▶ [Exercise goal] Once the line containing "PR #1090, opened 2017-06-09" is found in the records below, return it and each following line exactly, up to and including the line containing "as an alternate", and nothing else.

▶ [Data]

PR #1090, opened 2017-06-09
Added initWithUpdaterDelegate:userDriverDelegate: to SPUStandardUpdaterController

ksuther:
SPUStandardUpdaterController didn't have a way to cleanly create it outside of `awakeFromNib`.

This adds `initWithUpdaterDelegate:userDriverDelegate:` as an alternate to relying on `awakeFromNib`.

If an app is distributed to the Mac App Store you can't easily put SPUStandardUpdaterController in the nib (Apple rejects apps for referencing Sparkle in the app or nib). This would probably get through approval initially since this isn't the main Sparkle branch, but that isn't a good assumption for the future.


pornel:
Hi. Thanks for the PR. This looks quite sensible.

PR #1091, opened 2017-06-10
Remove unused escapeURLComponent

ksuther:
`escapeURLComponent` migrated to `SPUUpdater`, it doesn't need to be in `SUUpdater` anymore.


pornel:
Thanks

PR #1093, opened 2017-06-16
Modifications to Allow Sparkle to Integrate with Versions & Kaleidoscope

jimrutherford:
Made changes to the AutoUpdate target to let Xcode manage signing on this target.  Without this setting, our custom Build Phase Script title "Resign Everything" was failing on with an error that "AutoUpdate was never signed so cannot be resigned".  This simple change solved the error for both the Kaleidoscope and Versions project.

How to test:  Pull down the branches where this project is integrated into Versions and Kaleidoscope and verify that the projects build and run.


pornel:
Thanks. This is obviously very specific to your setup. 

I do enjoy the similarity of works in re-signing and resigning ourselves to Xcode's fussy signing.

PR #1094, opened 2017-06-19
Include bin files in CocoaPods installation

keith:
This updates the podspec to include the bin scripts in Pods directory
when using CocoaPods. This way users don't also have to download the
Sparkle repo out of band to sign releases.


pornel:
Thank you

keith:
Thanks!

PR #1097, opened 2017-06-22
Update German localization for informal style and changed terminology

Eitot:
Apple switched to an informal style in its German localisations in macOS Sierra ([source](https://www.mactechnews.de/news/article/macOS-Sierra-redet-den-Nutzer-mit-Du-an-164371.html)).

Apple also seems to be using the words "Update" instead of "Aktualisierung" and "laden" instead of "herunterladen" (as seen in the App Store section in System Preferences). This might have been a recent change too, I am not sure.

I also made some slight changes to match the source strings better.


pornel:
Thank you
* * *
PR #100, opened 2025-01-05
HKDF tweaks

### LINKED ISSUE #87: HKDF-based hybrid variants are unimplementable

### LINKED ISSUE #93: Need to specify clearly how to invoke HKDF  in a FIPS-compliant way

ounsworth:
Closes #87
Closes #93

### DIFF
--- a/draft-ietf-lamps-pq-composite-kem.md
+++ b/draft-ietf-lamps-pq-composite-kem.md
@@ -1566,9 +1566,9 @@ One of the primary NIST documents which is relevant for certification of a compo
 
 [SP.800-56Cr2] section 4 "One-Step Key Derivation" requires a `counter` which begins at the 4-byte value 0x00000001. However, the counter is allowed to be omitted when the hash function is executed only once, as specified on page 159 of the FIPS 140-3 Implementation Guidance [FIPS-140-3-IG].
--
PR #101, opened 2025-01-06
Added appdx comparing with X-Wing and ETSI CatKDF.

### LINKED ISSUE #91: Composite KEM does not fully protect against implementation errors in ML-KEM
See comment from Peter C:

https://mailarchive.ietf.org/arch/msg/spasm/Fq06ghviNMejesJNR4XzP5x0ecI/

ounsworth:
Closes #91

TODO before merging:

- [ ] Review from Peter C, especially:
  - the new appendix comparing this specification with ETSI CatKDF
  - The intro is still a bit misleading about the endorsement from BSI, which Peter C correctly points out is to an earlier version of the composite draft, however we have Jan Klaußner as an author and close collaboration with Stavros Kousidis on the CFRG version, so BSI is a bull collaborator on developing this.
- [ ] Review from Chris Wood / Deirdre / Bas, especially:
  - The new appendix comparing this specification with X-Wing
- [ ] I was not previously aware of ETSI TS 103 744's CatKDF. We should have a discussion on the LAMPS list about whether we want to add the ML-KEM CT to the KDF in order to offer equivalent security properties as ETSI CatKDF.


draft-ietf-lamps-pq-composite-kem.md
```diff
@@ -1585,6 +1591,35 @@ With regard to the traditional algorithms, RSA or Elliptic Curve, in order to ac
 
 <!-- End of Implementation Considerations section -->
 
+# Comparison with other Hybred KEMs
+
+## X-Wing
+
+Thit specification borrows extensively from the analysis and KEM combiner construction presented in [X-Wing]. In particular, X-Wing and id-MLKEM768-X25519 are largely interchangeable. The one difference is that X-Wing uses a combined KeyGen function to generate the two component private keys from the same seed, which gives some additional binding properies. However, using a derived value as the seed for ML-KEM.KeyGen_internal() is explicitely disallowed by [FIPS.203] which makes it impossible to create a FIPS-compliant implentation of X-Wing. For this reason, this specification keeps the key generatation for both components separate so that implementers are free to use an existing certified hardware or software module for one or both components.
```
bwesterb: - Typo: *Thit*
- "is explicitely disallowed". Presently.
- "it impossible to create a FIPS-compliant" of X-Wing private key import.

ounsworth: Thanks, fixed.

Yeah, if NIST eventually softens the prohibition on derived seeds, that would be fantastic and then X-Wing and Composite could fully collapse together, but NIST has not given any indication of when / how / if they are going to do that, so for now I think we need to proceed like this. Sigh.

▶ [Solution for this exercise]
PR #1090, opened 2017-06-09
Added initWithUpdaterDelegate:userDriverDelegate: to SPUStandardUpdaterController

ksuther:
SPUStandardUpdaterController didn't have a way to cleanly create it outside of `awakeFromNib`.

This adds `initWithUpdaterDelegate:userDriverDelegate:` as an alternate to relying on `awakeFromNib`.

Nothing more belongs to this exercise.